Khaita means “Harmony in Space”. "Kha” means “space/sky”. “Ta” means “harmony/melody”.
It is a simple and joyful way to experience inner harmony:
- The harmony of our body, that we become aware of, moving with elegance and strength.
- The harmony of the melodious sound of modern Tibetan songs that we hear and sing.
- The harmony of our relaxed mind, that becomes free from our daily problems.
- The harmony of our connection with others - when we dance respecting each other’s space and moving together as a whole.
“A relaxed state is the gateway to all forms of evolution. Having a means that takes us easily to a joyful peaceful condition makes life more tranquil.”
Khaita Joyful Dances appeared in 2011, when Chögyal Namkhai Norbu, a renowned Tibetan scholar and Dzogchen Master, started collecting the songs of young Tibetan artists that he saw on Youtube.
Chögyal Namkhai Norbu understood that this is not just a simple singing, but a very important message from the people of an endangered culture, that, with its rich heritage, can bring benefit to the whole world. Courageous Tibetan musicians sing about brotherhood, love and commitment to their country and people, respect to their environment, and hope for reunion to save their language, knowledge and spiritual tradition.
“Since knowledge of Tibetan culture is firmly rooted in me, I feel the need to take special care of that culture, both in a worldly and spiritual sense, a need that has been continuously present in my life.”
Chögyal Namkhai Norbu
While Khaita starts from the Tibetan culture, our aim - promoting harmony within the individual and between people and their environment through dance - goes beyond protecting and supporting a single culture.
As individuals, while dancing, we learn to be present to the inner display of thoughts and emotions.
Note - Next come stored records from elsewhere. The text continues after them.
PR #428, opened 2024-07-31
Add content to Users tab on admin panel

### LINKED ISSUE #333: Add content to Users tab to admin panel
Access for this tab should have only admin

image

mhevyk:
I tried to implement this logic before actual endpoint implementation, so i guess we can finally sync this tab after completion this task on backend

image

image

image

image

image


code/src/constants/common.ts
```diff
@@ -17,3 +17,8 @@ export const ROLES = {
   SHOP_MANAGER: "ROLE_MANAGER",
   ADMIN: "ROLE_ADMIN"
 } as const;
+
+export const USER_STATUSES = {
+  ACTIVE: "ACTIVE",
+  DEACTIVATED: "DEACTIVATED"
+} as const;
```
dmtrth25, line 24: In general what do you think about `enum` approach ?
I thought about it but didn't catch why `const` obj with properties better ?
What do you think ?

code/src/containers/tables/users-table/components/users-table-body/UsersTableBody.tsx
```diff
@@ -0,0 +1,61 @@
...
+      <AppTableCell>
+        <AppTypography variant="caption">{user.email}</AppTypography>
+      </AppTableCell>
+      <AppTableCell>{roleBadge}</AppTableCell>
+      <AppTableCell>
+        <AppTypography variant="caption">
+          {formatDate(user.createdAt)}
+        </AppTypography>
+      </AppTableCell>
+      <AppTableCell>{statusBadge}</AppTableCell>
```
dmtrth25: what do you think about destruction `user` properties ? `status` `role` above too.
And also render some variable instead `{user.firstName} {user.lastName}`

code/src/constants/common.ts
mhevyk: Discussed

code/src/containers/tables/users-table/components/users-table-body/UsersTableBody.tsx
mhevyk: Fixed

dmtrth25 (approved):

OliaHrytsak (approved):

D1nviz:
I suggest adding width property to these badges. Make them similar
image

code/src/containers/tables/users-table/components/users-table-body/UsersTableBody.tsx
```diff
@@ -0,0 +1,60 @@
...
+
+import AppBadge from "@/components/app-badge/AppBadge";
+import { AppTableCell } from "@/components/app-table/components";
+import AppTypography from "@/components/app-typography/AppTypography";
+
+import formatDate from "@/utils/format-date/formatDate";
+
+const UsersTableBody = ({ user }: UsersTableBodyProps) => {
+  const { firstName, lastName, role, status, createdAt, email } = user;
+  const fullName = `${firstName} ${lastName}`;
```
D1nviz: A full name is also used in another place. Maybe create function for contact first and last names? You can create the separate issue for that

ValKoDim (approved):

heshvab (approved):

mhevyk:
> I suggest adding width property to these badges. Make them similar image

Thanks a lot! I did as you suggested, now the width of badge is calculated based on longest badge translation

code/src/containers/tables/users-table/components/users-table-body/UsersTableBody.tsx
mhevyk: I created util and reused it

D1nviz (approved):

PR #937, opened 2025-11-27
Add configurable singularity init container image

pditommaso:
## Summary
- Add `wave.build.singularity-image-init` configuration setting to customize the init container image used for singularity builds
- Replace hardcoded `busybox` reference with configurable value
- Default to `public.cr.seqera.io/wave/busybox:latest`

## Test plan
- [x] Existing `K8sServiceImplTest` tests pass
- [x] Added validation for init container image in singularity build job spec test

### DIFF
--- a/src/main/resources/application.yml
+++ b/src/main/resources/application.yml
@@ -53,6 +53,7 @@ wave:
   build:
     buildkit-image: "moby/buildkit:v0.25.2-rootless"
     singularity-image: "public.cr.seqera.io/wave/singularity:v4.2.1-r4"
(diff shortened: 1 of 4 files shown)


src/main/resources/application.yml
```diff
@@ -53,6 +53,7 @@ wave:
   build:
     buildkit-image: "moby/buildkit:v0.25.2-rootless"
```
gavinelder: For the remaining buildkit image it feels like we should align and mirror and serve from `public.cr.seqera.io/wave/buildkit` also.

gavinelder (approved):

PR #945, opened 2025-12-10
Add documentation for bin directory bundling with Wave and Fusion

robsyme:
- Document wave.bundleProjectResources configuration option
- Add "Workflow bin scripts with Fusion" section explaining bundling behavior
- Update fingerprint components list to include container layers
- Add warning about frozen images when Wave is disabled

Resolves examples of confusion when users didn't understand when bin scripts are baked into containers vs staged at runtime.


pditommaso (changes requested):
Thanks Rob, but wave.bundleProjectResources is meant to be an internal only setting to enable intra components communication

PR #1024, opened 2026-04-09
Use micromamba/v2 as default build template for conda packages

pditommaso:
## Summary
- Switch the default build template for CONDA packages from `conda/micromamba:v1` to `conda/micromamba:v2`
- `BuildTemplate.defaultTemplate()` now returns `CONDA_MICROMAMBA_V2` for CONDA package type
- `ContainerHelper.containerFileFromRequest()` routes to v2 by default, v1 only when explicitly requested
- Existing v1 tests updated to explicitly specify `CONDA_MICROMAMBA_V1` template

## Test plan
- [x] Existing unit tests pass (`ContainerHelperTest`, `CondaHelperTest`)
- [ ] Verify conda builds on staging use v2 template by default
- [ ] Verify explicit `conda/micromamba:v1` template still works

🤖 Generated with [Claude Code](https://claude.com/claude-code)

PR #1027, opened 2026-04-15
Fix conda builds for packages requiring __cuda virtual package

### LINKED ISSUE #1026: conda-file builds cannot install packages requiring __cuda virtual package
conda-file builds cannot install packages requiring `__cuda` virtual package

### Summary

Wave's conda-file builds cannot install any conda-forge package that depends on the `__cuda` virtual package, because Wave's build servers do not have GPUs and the templates provide no mechanism to set `CONDA_OVERRIDE_CUDA` during the conda solve step. This affects all GPU-enabled packages on conda-forge from mid-2022 onwards, including PyTorch >= 1.12.1, JAX, TensorFlow, and others.

The standard conda/mamba workaround for building on CPU-only systems is setting `CONDA_OVERRIDE_CUDA=<version>` as an environment variable during the solve. Wave does not support this.

This was previously reported in the community forum ([Problems with GPU-enabled wave images](https://community.seqera.io/t/problems-with-gpu-enabled-wave-images/1596), Jan 2025) by Nico_Trummer, who hit the same `__cuda` resolution failure building JAX GPU containers. That thread is unresolved - Paolo responded about the build timeout aspect ([#597](https://github.com/seqeralabs/wave/issues/597)) but the core `CONDA_OVERRIDE_CUDA` gap was not addressed. This issue documents the problem fully with reproduction steps, tested workarounds, and concrete fix proposals.

### Reproduction

Given this `environment.gpu.yml`:
```yaml
channels:
  - conda-forge
  - bioconda
dependencies:
  - "bioconda::ribodetector=0.3.3"
  - "conda-forge::pytorch-gpu>=2.0"
```

```bash
wave --conda-file environment.gpu.yml --platform linux/amd64 --freeze --await
```

Fails with:
```
Could not solve for environment specs
pytorch-gpu >=2.0 is not installable because it requires
  pytorch [...], which requires
    __cuda =* *, which is missing on the system.
```

Build log: https://wave.seqera.io/view/builds/bd-bbf66b1b68ac0df5_1

### Why this matters

The `__cuda` virtual package requirement was introduced in conda-forge's PyTorch builds starting at version 1.12.1. We verified this by testing every major version on a Linux x86_64 system without `CONDA_OVERRIDE_CUDA` set:

| pytorch-gpu version | Resolves without `__cuda`? | CUDA packaging |
|---|---|---|
| 1.11.0 | Yes | Uses `cudatoolkit` (regular package) |
| 1.12.1 | **No** | Requires `__cuda` virtual package |
| 1.13.1 | **No** | Requires `__cuda` virtual package |
| 2.0.0 | **No** | Requires `__cuda` virtual package |
| 2.5.1 | **No** | Requires `__cuda` virtual package |

This means Wave can only install `pytorch-gpu=1.11.0` (March 2022, CUDA 11.1) via `--conda-file`. All newer versions fail.

This is a real problem in production: the nf-core/rnaseq pipeline's GPU ribodetector test [stalls for 2 hours under Singularity](https://github.com/nf-core/rnaseq/pull/1788) because the old PyTorch 1.11.0 container (CUDA 11.1 runtime) deadlocks on CUDA 12.x hosts. We need a container with modern PyTorch (CUDA 12.x), but Wave's `--conda-file` path cannot build one.

### What we tried

**`--config-env 'CONDA_OVERRIDE_CUDA=12.6'`**: This sets the env var in the final container image, not during the build/solve step. The conda solver never sees it. ([Build log](https://wave.seqera.io/view/builds/bd-566e7b0788a824ff_1))

**`--conda-run-command`**: Per the Wave source (`TemplateUtils.java`, `addCommands` method), this appends Dockerfile `RUN` commands *after* the `micromamba install` step. It cannot influence the conda solve.

**`--conda-base-image nvidia/cuda:12.6.3-base-ubuntu24.04`**: Fails because the NVIDIA base image does not have micromamba installed. ([Build log](https://wave.seqera.io/view/builds/bd-b587fdb7e4ed8bfc_1))

**Adding `__cuda>=12` as a dependency in the YAML**: The solver correctly identifies it as a virtual package that must be provided by the system and refuses to install it. ([Build log](https://wave.seqera.io/view/builds/bd-5a19be48d123eec7_1))

### Workaround: custom Dockerfile (works, but no community freeze)

A custom Dockerfile with `CONDA_OVERRIDE_CUDA` set inline works:

```dockerfile
FROM mambaorg/micromamba:1.5.10-noble
COPY conda.yml /tmp/conda.yml
RUN CONDA_OVERRIDE_CUDA="12.6" micromamba install -y -n base -f /tmp/conda.yml && micromamba clean -a -y
USER root
ENV PATH="$MAMBA_ROOT_PREFIX/bin:$PATH"
```

```bash
wave -f Dockerfile --context . --platform linux/amd64 --await --tower-token $TOKEN
# Returns: wave.seqera.io/wt/51f41f22dbb8/wave/build:96b4265a2148d918
```

We pulled this container and verified it contains PyTorch 2.10.0 with CUDA 12.9 and ribodetector 0.3.3 works correctly:

```
$ docker run --rm <image> python -c "import torch; print(torch.__version__, torch.version.cuda)"
2.10.0 12.9

$ docker run --rm <image> ribodetector --version
ribodetector 0.3.3
```

However, the custom Dockerfile path requires `--build-repo` for `--freeze`, meaning it cannot be frozen to the community Wave registry (`community.wave.seqera.io/library/...`). This makes it unusable for nf-core modules, which rely on community-frozen container URLs.

### Proposed solutions

There are several ways to address this, ranging from minimal to comprehensive:

#### Option A: Add `{{conda_env_prefix}}` template placeholder (minimal, targeted)

Add a new placeholder to the Dockerfile templates that injects environment variables before `micromamba install`:

```diff
 FROM {{mamba_image}} AS build
 COPY --chown=$MAMBA_USER:$MAMBA_USER conda.yml /tmp/conda.yml
-RUN micromamba install -y -n base -f /tmp/conda.yml \
+RUN {{conda_env_prefix}}micromamba install -y -n base -f /tmp/conda.yml \
```

Expose this via a new CLI flag (e.g., `--conda-solve-env KEY=VALUE`) and Nextflow config option. The placeholder would render as `CONDA_OVERRIDE_CUDA="12.6" ` when set, or empty string when not.

This requires changes to:
- All 8 conda templates (v1/v2, Docker/Singularity, file/packages)
- `CondaOpts.java` (new field)
- `TemplateUtils.java` (new binding)
- Wave CLI (new flag)
- Nextflow Wave config (new option)

#### ~~Option B: Set `CONDA_OVERRIDE_CUDA` unconditionally in templates~~

*Ruled out: testing shows that for packages with both CPU and GPU variants (e.g. bare `pytorch` without the `-gpu`/`-cpu` suffix), the override causes the solver to prefer CUDA builds, silently pulling in hundreds of MB of CUDA toolkit into containers that never intended to use a GPU.*

#### Option C: Detect GPU packages and set override automatically

Wave could inspect the conda environment spec for known GPU metapackages (`pytorch-gpu`, `jaxlib`, `tensorflow-gpu`, etc.) or `__cuda` dependencies and automatically set `CONDA_OVERRIDE_CUDA` during the solve. This would be the most user-friendly option but requires more implementation effort.

#### Option D: Two-pass solve with automatic retry

Run the solve normally. If it fails and the error output contains `__cuda`, retry with `CONDA_OVERRIDE_CUDA` set. The template's `RUN` command would become something like:

```bash
micromamba install -y -n base -f /tmp/conda.yml || \
  (micromamba install --dry-run -y -n base -f /tmp/conda.yml 2>&1 | grep -q __cuda \
   && CONDA_OVERRIDE_CUDA="12" micromamba install -y -n base -f /tmp/conda.yml)
```

This requires no new CLI flags, no package list, and no repodata inspection. The solver itself discovers whether `__cuda` is needed. The cost is one extra failed solve (~4s) for GPU environments only; non-GPU environments succeed on the first pass with zero overhead. This could be implemented entirely within the existing templates.

### Related

- [Community thread: Problems with GPU-enabled wave images](https://community.seqera.io/t/problems-with-gpu-enabled-wave-images/1596) (Jan 2025, unresolved)
- [conda-forge docs: CONDA_OVERRIDE_CUDA](https://conda-forge.org/docs/user/tipsandtricks/#installing-cuda-enabled-packages-like-tensorflow-and-pytorch)

pditommaso:
## Summary

- Fixes conda-file and conda-packages builds that fail when a dependency requires the `__cuda` virtual package (e.g., `pytorch-gpu >= 1.12.1`, JAX, TensorFlow)
- Adds retry-on-failure logic to all 4 micromamba v2 templates (Docker/Singularity x file/packages): the first install attempt output is captured, and if it fails with `__cuda` in the error, retries with `CONDA_OVERRIDE_CUDA="12"` set
- Zero overhead for non-GPU builds; GPU builds incur only a fast solver failure (~4s) before the successful retry

Closes #1026

## Test plan

- [x] All 34 TemplateUtilsTest tests pass
- [ ] Verify with a real conda-file build containing pytorch-gpu>=2.0
- [ ] Verify non-GPU builds (e.g., bwa salmon) are unaffected

### DIFF
--- a/src/main/resources/templates/conda-micromamba-v2/dockerfile-conda-file.txt
+++ b/src/main/resources/templates/conda-micromamba-v2/dockerfile-conda-file.txt
@@ -1,6 +1,8 @@
 FROM {{mamba_image}} AS build
 COPY --chown=$MAMBA_USER:$MAMBA_USER conda.yml /tmp/conda.yml
-RUN micromamba install -y -n base -f /tmp/conda.yml \
+RUN (micromamba install -y -n base -f /tmp/conda.yml > /tmp/mamba.log 2>&1 \
+    || (cat /tmp/mamba.log >&2 && grep -q __cuda /tmp/mamba.log \
+        && CONDA_OVERRIDE_CUDA="12" micromamba install -y -n base -f /tmp/conda.yml)) \
     {{base_packages}}
     && micromamba env export --name base --explicit > environment.lock \
     && echo ">> CONDA_LOCK_START" \
--- a/src/main/resources/templates/conda-micromamba-v2/dockerfile-conda-file.txt
+++ b/src/main/resources/templates/conda-micromamba-v2/dockerfile-conda-file.txt
@@ -1,6 +1,7 @@
 FROM {{mamba_image}} AS build
 COPY --chown=$MAMBA_USER:$MAMBA_USER conda.yml /tmp/conda.yml
 RUN (micromamba install -y -n base -f /tmp/conda.yml > /tmp/mamba.log 2>&1 \
+    && cat /tmp/mamba.log \
     || (cat /tmp/mamba.log >&2 && grep -q __cuda /tmp/mamba.log \
         && CONDA_OVERRIDE_CUDA="12" micromamba install -y -n base -f /tmp/conda.yml)) \
     {{base_packages}}
--- a/src/main/resources/templates/conda-micromamba-v2/dockerfile-conda-file.txt
+++ b/src/main/resources/templates/conda-micromamba-v2/dockerfile-conda-file.txt
@@ -3,7 +3,7 @@ COPY --chown=$MAMBA_USER:$MAMBA_USER conda.yml /tmp/conda.yml
 RUN (micromamba install -y -n base -f /tmp/conda.yml > /tmp/mamba.log 2>&1 \
     && cat /tmp/mamba.log \
     || (cat /tmp/mamba.log >&2 && grep -q __cuda /tmp/mamba.log \
-        && CONDA_OVERRIDE_CUDA="12" micromamba install -y -n base -f /tmp/conda.yml)) \
+        && CONDA_OVERRIDE_CUDA="99" micromamba install -y -n base -f /tmp/conda.yml)) \
     {{base_packages}}
     && micromamba env export --name base --explicit > environment.lock \
     && echo ">> CONDA_LOCK_START" \
--- a/src/main/resources/templates/conda-micromamba-v2/dockerfile-conda-packages.txt
+++ b/src/main/resources/templates/conda-micromamba-v2/dockerfile-conda-packages.txt
@@ -3,7 +3,7 @@ RUN \
     (micromamba install -y -n base {{channel_opts}} {{target}} > /tmp/mamba.log 2>&1 \
     && cat /tmp/mamba.log \
     || (cat /tmp/mamba.log >&2 && grep -q __cuda /tmp/mamba.log \
-        && CONDA_OVERRIDE_CUDA="12" micromamba install -y -n base {{channel_opts}} {{target}})) \
+        && CONDA_OVERRIDE_CUDA="99" micromamba install -y -n base {{channel_opts}} {{target}})) \
     {{base_packages}}
     && micromamba env export --name base --explicit > environment.lock \
     && echo ">> CONDA_LOCK_START" \
--- a/src/main/resources/templates/conda-micromamba-v2/dockerfile-conda-packages.txt
+++ b/src/main/resources/templates/conda-micromamba-v2/dockerfile-conda-packages.txt
@@ -1,6 +1,8 @@
 FROM {{mamba_image}} AS build
 RUN \
-    micromamba install -y -n base {{channel_opts}} {{target}} \
+    (micromamba install -y -n base {{channel_opts}} {{target}} > /tmp/mamba.log 2>&1 \
+    || (cat /tmp/mamba.log >&2 && grep -q __cuda /tmp/mamba.log \
+        && CONDA_OVERRIDE_CUDA="12" micromamba install -y -n base {{channel_opts}} {{target}})) \
     {{base_packages}}
     && micromamba env export --name base --explicit > environment.lock \
     && echo ">> CONDA_LOCK_START" \
--- a/src/main/resources/templates/conda-micromamba-v2/dockerfile-conda-packages.txt
+++ b/src/main/resources/templates/conda-micromamba-v2/dockerfile-conda-packages.txt
@@ -1,6 +1,7 @@
 FROM {{mamba_image}} AS build
 RUN \
     (micromamba install -y -n base {{channel_opts}} {{target}} > /tmp/mamba.log 2>&1 \
+    && cat /tmp/mamba.log \
     || (cat /tmp/mamba.log >&2 && grep -q __cuda /tmp/mamba.log \
         && CONDA_OVERRIDE_CUDA="12" micromamba install -y -n base {{channel_opts}} {{target}})) \
     {{base_packages}}
--- a/src/main/resources/templates/conda-micromamba-v2/singularityfile-conda-file.txt
+++ b/src/main/resources/templates/conda-micromamba-v2/singularityfile-conda-file.txt
@@ -4,6 +4,7 @@ From: {{mamba_image}}
     {{wave_context_dir}}/conda.yml /scratch/conda.yml
 %post
     micromamba install -y -n base -f /scratch/conda.yml > /tmp/mamba.log 2>&1 \
+        && cat /tmp/mamba.log \
         || (cat /tmp/mamba.log >&2 && grep -q __cuda /tmp/mamba.log \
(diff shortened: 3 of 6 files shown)


pinin4fjords:
Minor suggestion: consider using a higher sentinel value than `"12"` for `CONDA_OVERRIDE_CUDA`. The value just needs to satisfy `__cuda >=N` constraints - the solver picks the best available CUDA build from the channels regardless. `"12"` works today but would fail if a future package requires `__cuda >=13`. A value like `"99"` is equally correct and future-proof:

```
$ CONDA_OVERRIDE_CUDA=99 micromamba create --dry-run -f env_gpu.yml
  + cuda-version  13.2    # solver still picks the best available
  + pytorch-gpu   2.10.0  cuda129_mkl_...
```

The value is passed through as a raw string with no validation ([`virtual_packages.cpp`](https://github.com/mamba-org/mamba/blob/main/libmamba/src/core/virtual_packages.cpp#L21-L28)).

munishchouhan:
Shouldn't we add it for micromamba-v1 also?

pditommaso:
Uff, you are never happy folks :D

pinin4fjords:
> Does this hard code CUDA 12? CUDA has an annoying dependency matrix so hard coding feels risky (I need 11! I need 13!).

@adamrtalbot The `"12"` doesn't hardcode CUDA 12 in the container - it just tells the solver "assume CUDA >= 12 is available." The solver then picks the best CUDA build from the channels independently (we got `cuda-version 12.9` with pytorch-gpu 2.10.0). If someone's environment needs CUDA 11.8, the solver will select it as long as the packages support it.

That said, using `"99"` instead of `"12"` avoids any ambiguity and future-proofs against `__cuda >=13` constraints.

pditommaso:
Could a fair starting point? we could add a cuda specific option later to specific it

munishchouhan:
> Shouldn't we add it for micromamba-v1 also?

the issue is reported on the default template which is micromamba-v1 
https://wave.seqera.io/view/builds/bd-bbf66b1b68ac0df5_1

So we also need to make changes to the default template

pditommaso:
We are going to switch to v2 soon as default https://github.com/seqeralabs/wave/pull/1024

pinin4fjords:
> Could a fair starting point? we could add a cuda specific option later to specific it

Agreed, this is a great starting point. The two-pass logic is the important part - it unblocks all current GPU builds with zero impact on non-GPU builds. I don't think a user-facing `--cuda` flag would add much value in practice - the override only gates which builds the solver considers eligible, it doesn't pin anything in the container. If someone needs a specific CUDA version, they'd pin `cuda-version=X` in their environment YAML directly.

One thing worth noting: the sentinel value does affect the solve. With `CONDA_OVERRIDE_CUDA=11.8`, the solver excludes CUDA 12+ builds entirely and picks `pytorch-gpu 2.5.1` instead of `2.10.0`. Using a high value like `99` means "let the solver pick the best available," which is the right default for container builds where you don't know the runtime host's driver version.

pinin4fjords:
> We are going to switch to v2 soon as default #1024

I'd love to be able to get good builds ASAP though :-)

munishchouhan:
> We are going to switch to v2 soon as default #1024

But we are still not removing micromamba-v1, so worth to add the fix there too

pditommaso:
@pinin4fjords so you are ok to merge or you want `CONDA_OVERRIDE_CUDA=11.8` ?

pinin4fjords:
> @pinin4fjords so you are ok to merge or you want `CONDA_OVERRIDE_CUDA=11.8` ?

I'd suggest `CONDA_OVERRIDE_CUDA="99"` rather than `11.8` or `12`. It's clearly not a real CUDA version, so nobody will mistake it for a pin, and it's high enough that it'll satisfy any future `__cuda >=N` constraint without needing to be updated. The solver picks the best available build from the channels regardless of this value.

Also +1 to @munishchouhan's point about adding the fix to the v1 templates too - looks like they're not included in the PR yet.

pditommaso:
Done, let's test in v2 before applying in v1 template

pditommaso:
Can you please review and approve ?

pinin4fjords (approved):
Looks good. The two-pass logic is correct, `99` is the right sentinel value, and testing in v2 first before applying to v1 makes sense. Thanks for the quick turnaround on this.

As we cultivate this relaxed presence in movement, harmony and joy develop naturally, and we carry it to our life, moving more easily through our routines, activities and daily tasks.
*The endless knot is one of the eight auspicious symbols in Tibetan Buddhism, it is a symbol of love and the ultimate unity of everything.
“The symbol of Khaita (infinite golden knot* on the planet Earth) means that the uninterrupted, infinite flow of energy, without obstacles, the flow of love like melody pervades and manifests in all our hearts and throughout the earth through songs and dances.”